National Stockpile of Medical Supplies Nearly Gone, Trump Confirms

WASHINGTON (CN) — The national stockpile of personal protective equipment is nearly depleted, President Donald Trump said at the White House’s Covid-19 task force briefing Wednesday.

“It is because we’re sending it directly to hospitals,” Trump said. “We don’t want it to come to the stockpile because then we have to take it after it arrives and bring it to various states and hospitals.”

A medical worker wearing personal protective equipment due to COVID-19 concerns rests beside a refrigerated container truck functioning as a makeshift morgue. (AP Photo/John Minchillo)

The Washington Post reported Wednesday that two Department of Homeland Security officials said the national stockpile was never designed to fight a 50-state pandemic. Although the White House claims the stockpile has remained empty because of direct shipment to hospitals, the officials said the stockpile has not been able to fulfill recent requests for supplies.

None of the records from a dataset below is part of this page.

PR #1047, opened 2024-02-19
Introduce `FluxFromIterable` Refaster rule

dirkvbok:
Based on an internal discussion, we found this case for a Refaster rule;

we can omit `.stream()` on a `Collection` and directly use `Flux.fromIterable`.

I wasn't sure about the order of rules and tests, so I placed them at the end, LMK if they need to move. :)

### DIFF
--- a/error-prone-contrib/src/main/java/tech/picnic/errorprone/refasterrules/ReactorRules.java
+++ b/error-prone-contrib/src/main/java/tech/picnic/errorprone/refasterrules/ReactorRules.java
@@ -1207,6 +1207,21 @@ final class ReactorRules {
   }
 
   /**
+   * Don't unnecessarily convert {@link Collection} to {@link Stream} before creating {@link Flux}.
+   */
+  static final class FluxFromIterable<T> {
+    @BeforeTemplate
+    Flux<T> before(Collection<T> c) {
+      return Flux.fromStream(c.stream());
+    }
+
+    @AfterTemplate
+    Flux<T> after(Collection<T> c) {
+      return Flux.fromIterable(c);
+    }
+  }
+
+  /**
    * Prefer {@link Flux#count()} followed by a conversion from {@code long} to {@code int} over
    * collecting into a list and counting its elements.
    */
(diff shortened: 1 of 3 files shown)


error-prone-contrib/src/main/java/tech/picnic/errorprone/refasterrules/ReactorRules.java
```diff
@@ -1899,4 +1900,19 @@ Duration after(StepVerifier.LastStep step, Duration duration) {
       return step.verifyTimeout(duration);
     }
   }
+
+  /**
+   * Don't unnecessarily convert {@link Collection} to {@link Stream} before creating {@link Flux}.
+   */
+  static final class FluxFromIterable<T> {
```
rickie: I think a bit more up in the file makes sense, now they are below the `StepVerifier` rules. There is no strict pre-determined order yet, so right now I put it under the the "last" `iterable` related rule in the file.

error-prone-contrib/src/main/java/tech/picnic/errorprone/refasterrules/ReactorRules.java
```diff
@@ -1899,4 +1900,19 @@ Duration after(StepVerifier.LastStep step, Duration duration) {
       return step.verifyTimeout(duration);
     }
   }
+
+  /**
+   * Don't unnecessarily convert {@link Collection} to {@link Stream} before creating {@link Flux}.
```
rickie:
```suggestion
   * Don't unnecessarily convert a {@link Collection} to a {@link Stream} before creating a {@link Flux}.
```

error-prone-contrib/src/main/java/tech/picnic/errorprone/refasterrules/ReactorRules.java
```diff
@@ -1899,4 +1900,19 @@ Duration after(StepVerifier.LastStep step, Duration duration) {
...
+   */
+  static final class FluxFromIterable<T> {
+    @BeforeTemplate
+    Flux<T> before(Collection<T> c) {
```
rickie:
```suggestion
    Flux<T> before(Collection<T> collection) {
```
In most cases, we use the full name `collection` :).

rickie (approved):
Nice addition @dirkvbok :rocket:!!! Added a commit with some minor suggestions :).

error-prone-contrib/src/main/java/tech/picnic/errorprone/refasterrules/ReactorRules.java
```diff
@@ -1205,6 +1206,22 @@ Flux<T> after(Flux<? extends Iterable<T>> flux, int prefetch) {
     }
   }
 
+  /**
+   * Don't unnecessarily convert a {@link Collection} to a {@link Stream} before creating a {@link
+   * Flux}.
+   */
```
Stephan202: I'll propose a slightly more generic message, that would also fit any additional `@BeforeTemplate` cases.

Stephan202 (approved):
Tnx @dirkvbok! Rebased and added a commit. Will let @rickie merge.

Stephan202:
Suggested commit message:
```
Introduce `FluxFromIterable` Refaster rule (#1047)
```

Trump said he had given the same directive to many states to work with local businesses to manufacture and then ship protective products directly to hospitals. The administration continues to hold 10,000 reserve ventilators, which it will deploy to states with a high number of Covid-19 cases.

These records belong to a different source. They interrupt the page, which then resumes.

PR #1056, opened 2024-02-26
Exempt `picocli.CommandLine.Option#names` annotation attribute from reordering

rickie:
As part of https://github.com/checkstyle/checkstyle/issues/14137 I'm enabling the `LexicographicalAnnotationAttributeListing` check. I encountered a problem related to this: https://github.com/PicnicSupermarket/error-prone-support/blob/master/integration-tests/checkstyle-init.patch#L78. 

Therefore I'm filing this PR.

### DIFF
--- a/error-prone-contrib/src/main/java/tech/picnic/errorprone/bugpatterns/LexicographicalAnnotationAttributeListing.java
+++ b/error-prone-contrib/src/main/java/tech/picnic/errorprone/bugpatterns/LexicographicalAnnotationAttributeListing.java
@@ -67,14 +67,15 @@ public final class LexicographicalAnnotationAttributeListing extends BugChecker
   private static final long serialVersionUID = 1L;
   private static final ImmutableSet<String> BLACKLISTED_ANNOTATIONS =
       ImmutableSet.of(
-          // XXX: unless JsonPropertyOrder#alphabetic is true...
+          // XXX: Unless `JsonPropertyOrder#alphabetic` is true...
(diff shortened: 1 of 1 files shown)


Stephan202 (commented):
Tnx @rickie! I do seem to recall that this parameter cares about the order in which names are listed, but I forgot the details, and the [documentation](https://javadoc.io/doc/info.picocli/picocli/4.7.5/picocli/CommandLine.Option.html#names--) seems silent about this. What goes wrong without this change?

(Sorry for asking rather than checking myself; rather short on time atm :grimacing:.)

rickie:
As discussed offline; for some CLI's, like the one in Checkstyle, it's just that a specific order is required. The options are expected or sorted in a specific order and therefore we shouldn't want to change this.

Stephan202 (approved):
More explicitly: the order in which flags are listed influences the order in which they are rendered in the generated help text. That is, there's a clear functional impact to the order.

mohamedsamehsalah (approved):
Clean 🥇

rickie:
Suggested commit message:
```
Exempt `picocli.CommandLine.Option#names` annotation attribute from reordering (#1056)
```

rickie:
@Stephan202 we could go for this as alternative:
```
Exempt `@picocli.CommandLine.Option#names` attribute from reordering (#1056)
```
As it will be under 80 chars, WDYT?

Stephan202:
The `@` may not be obvious. Perhaps just:
```
Exempt `picocli.CommandLine.Option#names` arguments from reordering (#1056)
```

PR #1060, opened 2024-03-01
Exclude `error-prone-{experimental,guidelines}` checks from integration tests

rickie:

PR #1064, opened 2024-03-04
Sync Checkstyle integration test

rickie:
❗ These changes are on top of #1060 ❗ 

Suggested commit message:
```
Sync Checkstyle integration test (#1064)

Summary of changes:
- Minimize `checkstyle-init.patch`.
- Test against version 10.14.0 rather than 10.13.0.
```


mohamedsamehsalah (approved):
🧹

integration-tests/checkstyle-init.patch
```diff
@@ -1,7 +1,9 @@
+diff --git a/pom.xml b/pom.xml
+index b6e23f5..4a09c65 100644
```
Stephan202, line 2: Here and below: we should omit these lines.

Stephan202 (commented):
Nice! Will have a closer look later.

Stephan202 (approved):
Rebased and added two more commits. Also tweaked the suggested commit message.

rickie:
Two questions: 

- how do I create a diff without the meta data? Am I doing something wrong? 
- why wasn't that suppression required to have?

Stephan202:
> how do I create a diff without the meta data? Am I doing something wrong?

Nope, you'll have to do this manually with `grep -vP '^(diff|index)'` [like here](https://github.com/PicnicSupermarket/error-prone-support/blob/c214733517b605a9b0e802b433447909edb446e9/integration-tests/checkstyle.sh#L177). 

> why wasn't that suppression required to have?

Because we just merged #1056 :upside_down_face:

rickie:
Ah thanks, now I know it for next time 😉.

> Because we just merged https://github.com/PicnicSupermarket/error-prone-support/pull/1056 🙃

😂 Damn, how stupid of me 😅.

“We’ve already agreed to ship out over a 1,000 today to different sites, different locations, but we have to have the flexibility of moving the ventilators to where the virus is going,” Trump said. “And we’ll be able to see that from charts a couple days in advance.”

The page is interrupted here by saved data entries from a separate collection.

PR #49, opened 2017-08-12
added visible trait to Mesh

chrisjsewell:
Essentially acting as a binary opacity=0 or 1, until *true* opacity can be implemented

### DIFF
--- a/ipyvolume/widgets.py
+++ b/ipyvolume/widgets.py
@@ -50,8 +50,9 @@ class Mesh(widgets.DOMWidget):
 #                                     Unicode().tag(sync=True)],
 #                                     default_value="green").tag(sync=True)
 #    geo = traitlets.Unicode('diamond').tag(sync=True)
-    wire = traitlets.CBool(default_value=False).tag(sync=True)
     visible = traitlets.CBool(default_value=True).tag(sync=True)
+    visible_lines = traitlets.CBool(default_value=True).tag(sync=True)
+    visible_faces = traitlets.CBool(default_value=True).tag(sync=True)
 
 @widgets.register
 class Scatter(widgets.DOMWidget):
--- a/ipyvolume/widgets.py
+++ b/ipyvolume/widgets.py
@@ -51,6 +51,7 @@ class Mesh(widgets.DOMWidget):
 #                                     default_value="green").tag(sync=True)
 #    geo = traitlets.Unicode('diamond').tag(sync=True)
     wire = traitlets.CBool(default_value=False).tag(sync=True)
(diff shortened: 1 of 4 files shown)


js/src/mesh.js
```diff
@@ -40,7 +40,8 @@ var MeshView = widgets.WidgetView.extend( {
             fragmentShader: require('../glsl/mesh-fragment.glsl'),
             polygonOffset: true,
             polygonOffsetFactor: 1, // positive value pushes polygon further away, so wireframes will render properly (z-buffer issues)
-            polygonOffsetUnits: 1
+            polygonOffsetUnits: 1,
+            visible: this.model.get("visible")
```
maartenbreddels: This would need to be copied to all the other materials. Otherwise I would still be visible when you do texture rendering for instance.

ipyvolume/widgets.py
```diff
@@ -51,6 +51,7 @@ class Mesh(widgets.DOMWidget):
 #                                     default_value="green").tag(sync=True)
 #    geo = traitlets.Unicode('diamond').tag(sync=True)
     wire = traitlets.CBool(default_value=False).tag(sync=True)
+    visible = traitlets.CBool(default_value=True).tag(sync=True)
```
maartenbreddels: what about visible/visible_faces/visible_lines (instead of the 'wire', which is an odd name)? So the faces would be visible when `visible && visible_faces` is true, and the lines would be when `visible & visible_lines` is true. (Note that I prefer visible_xxx for tab completion, instead of xxx_visible).

js/src/mesh.js
```diff
@@ -395,6 +402,7 @@ var MeshModel = widgets.WidgetModel.extend({
             color: "red",
             sequence_index: 0,
             connected: false,
+            visible: true
```
maartenbreddels: and here visible_faces and visibles_lines as well?

ipyvolume/widgets.py
chrisjsewell: Yep no problem, I'll have a see what I can do

chrisjsewell:
random http fail, guess it just needs restarting

chrisjsewell:
FYI, I've come across a random little bug recently that I don't think was there before (at least with my setup). If try to screenshot and output the image in the same cell, then it appears in the cell where the figure is rendered:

With an approaching shortage of supplies, fear of price gouging on essential equipment prompted Attorney General William Barr to threaten investigative force against U.S. wholesalers hoarding medical equipment.

As March 28, FEMA had delivered 26 million surgical masks, 5.2 million face shields and over 8,000 ventilators according to the White House.

Trump said under the authority of the Defense Production Act, local manufacturers are sharing their state and hospital needs in order to beginning the production of equipment like ventilators and personal protective equipment (PPE). This will enable those organizations to allocate these resources to regions adversely affected by Covid-19, Trump said.

Ohio’s Cardinal Health, at the direction of Gov. Mike DeWine will donate 2.2 million hospital gowns to the depleted national stockpile, Trump said. Other programs like “Project Airbridge,” a partnership between federal and private entities that helps fly medical equipment to the U.S. from other countries, will help replenish the national stockpile. On Sunday, 80 tons of PPE was shipped into the U.S. from China.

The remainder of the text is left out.